[Stored data]
== Segment start ==
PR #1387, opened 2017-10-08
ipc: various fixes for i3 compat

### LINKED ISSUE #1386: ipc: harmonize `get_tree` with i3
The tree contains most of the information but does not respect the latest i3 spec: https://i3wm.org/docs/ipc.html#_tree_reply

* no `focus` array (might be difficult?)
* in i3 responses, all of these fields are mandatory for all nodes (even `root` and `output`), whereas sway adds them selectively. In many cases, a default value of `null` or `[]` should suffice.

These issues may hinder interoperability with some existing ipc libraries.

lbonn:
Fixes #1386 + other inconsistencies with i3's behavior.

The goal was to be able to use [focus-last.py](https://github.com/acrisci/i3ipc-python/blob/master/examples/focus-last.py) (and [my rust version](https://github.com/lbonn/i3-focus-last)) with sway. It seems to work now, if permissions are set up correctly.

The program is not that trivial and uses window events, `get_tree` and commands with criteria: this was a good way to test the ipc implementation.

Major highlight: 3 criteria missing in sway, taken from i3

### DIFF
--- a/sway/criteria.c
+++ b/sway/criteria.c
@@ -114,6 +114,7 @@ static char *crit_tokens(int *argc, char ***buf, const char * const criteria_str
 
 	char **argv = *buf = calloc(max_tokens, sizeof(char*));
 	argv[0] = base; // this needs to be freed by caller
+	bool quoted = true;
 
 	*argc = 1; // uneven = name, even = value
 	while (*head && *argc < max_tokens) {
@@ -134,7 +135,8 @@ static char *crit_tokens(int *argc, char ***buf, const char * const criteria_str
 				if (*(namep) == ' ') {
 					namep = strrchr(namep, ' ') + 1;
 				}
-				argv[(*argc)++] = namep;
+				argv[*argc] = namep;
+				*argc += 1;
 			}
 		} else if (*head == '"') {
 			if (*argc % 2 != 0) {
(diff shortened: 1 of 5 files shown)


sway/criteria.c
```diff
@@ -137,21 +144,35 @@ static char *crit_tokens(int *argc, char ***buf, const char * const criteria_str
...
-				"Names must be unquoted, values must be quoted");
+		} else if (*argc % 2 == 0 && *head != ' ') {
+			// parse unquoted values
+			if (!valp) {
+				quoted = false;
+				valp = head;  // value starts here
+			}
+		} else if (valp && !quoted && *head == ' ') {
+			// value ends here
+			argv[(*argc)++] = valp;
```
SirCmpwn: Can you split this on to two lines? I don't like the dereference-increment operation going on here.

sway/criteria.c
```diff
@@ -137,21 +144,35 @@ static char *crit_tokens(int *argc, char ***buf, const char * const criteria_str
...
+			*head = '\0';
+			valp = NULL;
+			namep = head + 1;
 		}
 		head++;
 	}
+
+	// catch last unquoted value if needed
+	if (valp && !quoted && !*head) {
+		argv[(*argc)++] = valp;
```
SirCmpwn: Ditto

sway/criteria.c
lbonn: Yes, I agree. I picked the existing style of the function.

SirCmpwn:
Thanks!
== Segment end ==
== Segment start ==
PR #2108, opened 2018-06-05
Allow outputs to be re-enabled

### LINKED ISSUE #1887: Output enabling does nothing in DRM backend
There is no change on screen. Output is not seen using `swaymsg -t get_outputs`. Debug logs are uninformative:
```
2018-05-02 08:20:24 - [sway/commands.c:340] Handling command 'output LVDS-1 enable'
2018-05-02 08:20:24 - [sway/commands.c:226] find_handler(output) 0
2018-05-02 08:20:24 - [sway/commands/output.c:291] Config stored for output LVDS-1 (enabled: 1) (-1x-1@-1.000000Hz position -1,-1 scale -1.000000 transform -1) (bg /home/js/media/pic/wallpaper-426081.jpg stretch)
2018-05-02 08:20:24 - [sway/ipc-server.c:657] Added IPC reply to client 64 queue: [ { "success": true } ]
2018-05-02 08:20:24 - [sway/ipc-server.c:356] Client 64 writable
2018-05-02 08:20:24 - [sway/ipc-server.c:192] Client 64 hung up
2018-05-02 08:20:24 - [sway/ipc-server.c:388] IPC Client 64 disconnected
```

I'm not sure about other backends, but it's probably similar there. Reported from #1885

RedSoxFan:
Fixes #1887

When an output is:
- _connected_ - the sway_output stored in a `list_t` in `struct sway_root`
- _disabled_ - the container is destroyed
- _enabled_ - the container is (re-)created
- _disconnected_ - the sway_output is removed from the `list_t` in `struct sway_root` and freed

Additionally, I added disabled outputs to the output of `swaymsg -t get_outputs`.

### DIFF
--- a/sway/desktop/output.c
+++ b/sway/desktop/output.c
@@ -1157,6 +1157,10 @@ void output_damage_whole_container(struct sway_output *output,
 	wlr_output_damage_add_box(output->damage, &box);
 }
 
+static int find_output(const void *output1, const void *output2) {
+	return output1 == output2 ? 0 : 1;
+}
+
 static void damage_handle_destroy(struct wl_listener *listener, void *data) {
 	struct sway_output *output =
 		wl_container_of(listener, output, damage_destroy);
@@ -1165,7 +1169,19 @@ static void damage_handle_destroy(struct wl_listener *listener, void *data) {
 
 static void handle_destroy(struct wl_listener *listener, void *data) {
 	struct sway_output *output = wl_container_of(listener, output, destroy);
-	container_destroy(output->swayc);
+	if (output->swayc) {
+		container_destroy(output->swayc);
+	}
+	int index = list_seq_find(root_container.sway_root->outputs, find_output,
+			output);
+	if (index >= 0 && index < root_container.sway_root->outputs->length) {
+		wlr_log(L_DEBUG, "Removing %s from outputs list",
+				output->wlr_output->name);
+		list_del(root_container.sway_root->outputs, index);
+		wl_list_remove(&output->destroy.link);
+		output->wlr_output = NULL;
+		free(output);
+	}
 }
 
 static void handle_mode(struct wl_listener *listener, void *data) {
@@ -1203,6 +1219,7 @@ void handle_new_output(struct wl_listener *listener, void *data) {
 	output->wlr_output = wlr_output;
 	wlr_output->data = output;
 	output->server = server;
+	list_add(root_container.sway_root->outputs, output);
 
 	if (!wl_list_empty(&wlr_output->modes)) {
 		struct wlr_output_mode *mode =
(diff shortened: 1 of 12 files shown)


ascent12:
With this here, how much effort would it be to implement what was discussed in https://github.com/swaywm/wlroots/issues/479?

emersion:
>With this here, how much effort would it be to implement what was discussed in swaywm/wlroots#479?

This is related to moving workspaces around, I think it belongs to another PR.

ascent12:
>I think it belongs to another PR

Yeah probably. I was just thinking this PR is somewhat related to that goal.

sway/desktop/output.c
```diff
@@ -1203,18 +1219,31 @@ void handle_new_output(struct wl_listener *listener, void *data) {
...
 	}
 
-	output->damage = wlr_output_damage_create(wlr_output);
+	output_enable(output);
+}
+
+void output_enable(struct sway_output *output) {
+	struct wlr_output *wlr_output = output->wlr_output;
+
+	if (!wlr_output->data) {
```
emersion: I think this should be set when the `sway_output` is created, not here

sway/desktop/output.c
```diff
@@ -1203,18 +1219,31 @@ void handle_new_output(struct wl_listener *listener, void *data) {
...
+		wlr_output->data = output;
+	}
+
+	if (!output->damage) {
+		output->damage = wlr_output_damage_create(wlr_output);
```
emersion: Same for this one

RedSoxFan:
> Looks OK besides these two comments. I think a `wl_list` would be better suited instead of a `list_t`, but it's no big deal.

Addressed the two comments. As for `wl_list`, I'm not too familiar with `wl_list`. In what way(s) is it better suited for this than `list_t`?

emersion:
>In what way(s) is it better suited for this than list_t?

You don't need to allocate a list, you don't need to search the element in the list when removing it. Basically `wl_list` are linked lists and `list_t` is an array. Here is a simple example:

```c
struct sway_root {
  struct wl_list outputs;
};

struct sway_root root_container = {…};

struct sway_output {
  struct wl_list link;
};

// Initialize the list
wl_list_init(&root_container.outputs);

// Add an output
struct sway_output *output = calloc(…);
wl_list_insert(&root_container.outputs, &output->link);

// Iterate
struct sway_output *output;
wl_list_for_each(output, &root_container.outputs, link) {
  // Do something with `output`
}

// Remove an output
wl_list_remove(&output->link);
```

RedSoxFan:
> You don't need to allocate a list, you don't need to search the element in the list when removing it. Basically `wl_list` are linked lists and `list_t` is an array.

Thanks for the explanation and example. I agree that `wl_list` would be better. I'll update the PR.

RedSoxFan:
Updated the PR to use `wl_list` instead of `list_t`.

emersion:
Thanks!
== Segment end ==
== Segment start ==
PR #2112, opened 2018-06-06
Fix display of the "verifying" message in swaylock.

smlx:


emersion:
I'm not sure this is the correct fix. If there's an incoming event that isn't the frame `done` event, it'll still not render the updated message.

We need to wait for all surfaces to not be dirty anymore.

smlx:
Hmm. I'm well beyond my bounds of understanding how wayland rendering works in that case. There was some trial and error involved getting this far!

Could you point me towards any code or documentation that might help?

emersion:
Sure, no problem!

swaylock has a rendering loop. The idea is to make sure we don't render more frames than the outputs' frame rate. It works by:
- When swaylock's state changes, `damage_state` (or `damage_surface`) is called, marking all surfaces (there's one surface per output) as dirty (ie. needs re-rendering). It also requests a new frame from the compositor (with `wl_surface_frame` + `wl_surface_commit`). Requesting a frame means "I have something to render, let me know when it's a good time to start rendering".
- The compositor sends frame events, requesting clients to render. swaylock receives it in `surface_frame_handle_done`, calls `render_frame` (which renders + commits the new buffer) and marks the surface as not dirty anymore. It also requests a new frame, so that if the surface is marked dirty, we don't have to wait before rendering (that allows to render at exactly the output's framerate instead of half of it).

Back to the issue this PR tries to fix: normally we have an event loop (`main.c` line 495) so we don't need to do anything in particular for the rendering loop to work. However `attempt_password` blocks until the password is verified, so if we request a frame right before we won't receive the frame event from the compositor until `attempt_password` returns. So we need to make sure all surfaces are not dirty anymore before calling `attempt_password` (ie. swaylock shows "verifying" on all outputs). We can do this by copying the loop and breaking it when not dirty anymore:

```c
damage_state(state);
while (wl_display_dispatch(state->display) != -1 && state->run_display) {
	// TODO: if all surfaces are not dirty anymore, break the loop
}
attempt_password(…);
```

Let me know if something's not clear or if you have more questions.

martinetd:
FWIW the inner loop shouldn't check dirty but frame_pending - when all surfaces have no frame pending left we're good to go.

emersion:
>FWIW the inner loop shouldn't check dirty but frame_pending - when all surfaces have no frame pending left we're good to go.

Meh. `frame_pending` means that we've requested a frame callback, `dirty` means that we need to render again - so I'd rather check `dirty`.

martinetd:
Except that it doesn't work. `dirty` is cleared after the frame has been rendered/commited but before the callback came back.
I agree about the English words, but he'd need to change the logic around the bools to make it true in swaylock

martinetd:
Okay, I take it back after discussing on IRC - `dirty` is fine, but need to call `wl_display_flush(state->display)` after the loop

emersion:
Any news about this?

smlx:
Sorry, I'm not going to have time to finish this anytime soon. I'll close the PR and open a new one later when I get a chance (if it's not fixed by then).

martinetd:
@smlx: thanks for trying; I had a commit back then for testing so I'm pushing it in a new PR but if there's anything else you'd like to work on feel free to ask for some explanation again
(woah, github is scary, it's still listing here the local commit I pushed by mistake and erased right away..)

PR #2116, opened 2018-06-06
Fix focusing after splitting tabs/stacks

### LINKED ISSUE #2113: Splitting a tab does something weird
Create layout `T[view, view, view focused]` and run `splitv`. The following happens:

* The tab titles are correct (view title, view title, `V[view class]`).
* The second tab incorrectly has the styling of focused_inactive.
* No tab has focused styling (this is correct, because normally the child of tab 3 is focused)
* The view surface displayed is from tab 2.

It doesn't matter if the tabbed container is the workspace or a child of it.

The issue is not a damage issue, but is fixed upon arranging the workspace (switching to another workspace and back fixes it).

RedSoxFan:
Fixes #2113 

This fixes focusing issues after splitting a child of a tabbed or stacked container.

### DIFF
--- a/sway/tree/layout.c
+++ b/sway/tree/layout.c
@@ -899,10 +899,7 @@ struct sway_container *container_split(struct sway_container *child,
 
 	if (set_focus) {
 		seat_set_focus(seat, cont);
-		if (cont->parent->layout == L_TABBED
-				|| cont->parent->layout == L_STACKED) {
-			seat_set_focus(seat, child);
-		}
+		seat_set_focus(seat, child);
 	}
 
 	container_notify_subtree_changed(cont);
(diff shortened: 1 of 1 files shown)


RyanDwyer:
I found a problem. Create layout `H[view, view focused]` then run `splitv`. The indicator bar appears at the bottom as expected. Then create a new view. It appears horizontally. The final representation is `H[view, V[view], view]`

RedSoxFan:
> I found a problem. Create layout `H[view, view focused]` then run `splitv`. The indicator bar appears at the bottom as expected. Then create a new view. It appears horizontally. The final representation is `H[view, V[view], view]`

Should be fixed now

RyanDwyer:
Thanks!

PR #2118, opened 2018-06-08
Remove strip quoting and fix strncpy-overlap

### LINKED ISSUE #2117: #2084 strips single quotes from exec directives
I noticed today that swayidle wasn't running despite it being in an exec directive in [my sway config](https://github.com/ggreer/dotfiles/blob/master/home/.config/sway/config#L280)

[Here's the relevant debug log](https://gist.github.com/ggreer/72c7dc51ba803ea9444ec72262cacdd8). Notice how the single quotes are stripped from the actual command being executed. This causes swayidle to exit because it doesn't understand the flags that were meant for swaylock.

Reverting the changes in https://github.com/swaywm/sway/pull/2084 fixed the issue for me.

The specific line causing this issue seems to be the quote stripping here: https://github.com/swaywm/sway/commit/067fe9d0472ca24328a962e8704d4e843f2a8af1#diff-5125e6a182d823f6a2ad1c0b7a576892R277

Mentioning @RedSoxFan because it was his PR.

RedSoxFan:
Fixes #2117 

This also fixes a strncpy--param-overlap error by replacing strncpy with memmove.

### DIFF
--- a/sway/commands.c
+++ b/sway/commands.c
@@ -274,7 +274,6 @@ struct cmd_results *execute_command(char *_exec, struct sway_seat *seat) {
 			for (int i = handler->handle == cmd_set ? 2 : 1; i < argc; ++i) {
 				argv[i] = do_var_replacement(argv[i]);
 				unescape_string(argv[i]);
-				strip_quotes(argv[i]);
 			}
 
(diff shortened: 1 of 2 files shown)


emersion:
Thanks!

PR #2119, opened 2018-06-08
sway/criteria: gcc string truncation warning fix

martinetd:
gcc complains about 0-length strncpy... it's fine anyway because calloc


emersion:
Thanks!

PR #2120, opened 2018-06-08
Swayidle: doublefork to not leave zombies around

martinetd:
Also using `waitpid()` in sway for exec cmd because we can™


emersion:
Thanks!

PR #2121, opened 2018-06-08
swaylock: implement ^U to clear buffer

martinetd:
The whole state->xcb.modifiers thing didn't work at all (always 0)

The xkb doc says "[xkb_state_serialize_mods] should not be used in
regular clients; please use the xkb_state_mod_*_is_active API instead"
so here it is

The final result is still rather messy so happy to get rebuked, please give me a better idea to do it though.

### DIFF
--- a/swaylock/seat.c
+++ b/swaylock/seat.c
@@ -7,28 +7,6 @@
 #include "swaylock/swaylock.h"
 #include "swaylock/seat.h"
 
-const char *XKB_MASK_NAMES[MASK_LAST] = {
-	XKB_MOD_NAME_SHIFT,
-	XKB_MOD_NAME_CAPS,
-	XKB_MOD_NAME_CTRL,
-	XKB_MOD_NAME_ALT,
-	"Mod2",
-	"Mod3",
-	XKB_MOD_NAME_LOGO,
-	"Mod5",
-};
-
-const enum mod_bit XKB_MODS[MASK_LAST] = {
== Segment end ==
Using the data above, extract exactly the lines from the one that holds "PR #1387, opened 2017-10-08" to the one that holds "(might be difficult?)", both ends included, and no others.

▶ [WRITTEN SOLUTION]
PR #1387, opened 2017-10-08
ipc: various fixes for i3 compat

### LINKED ISSUE #1386: ipc: harmonize `get_tree` with i3
The tree contains most of the information but does not respect the latest i3 spec: https://i3wm.org/docs/ipc.html#_tree_reply

* no `focus` array (might be difficult?)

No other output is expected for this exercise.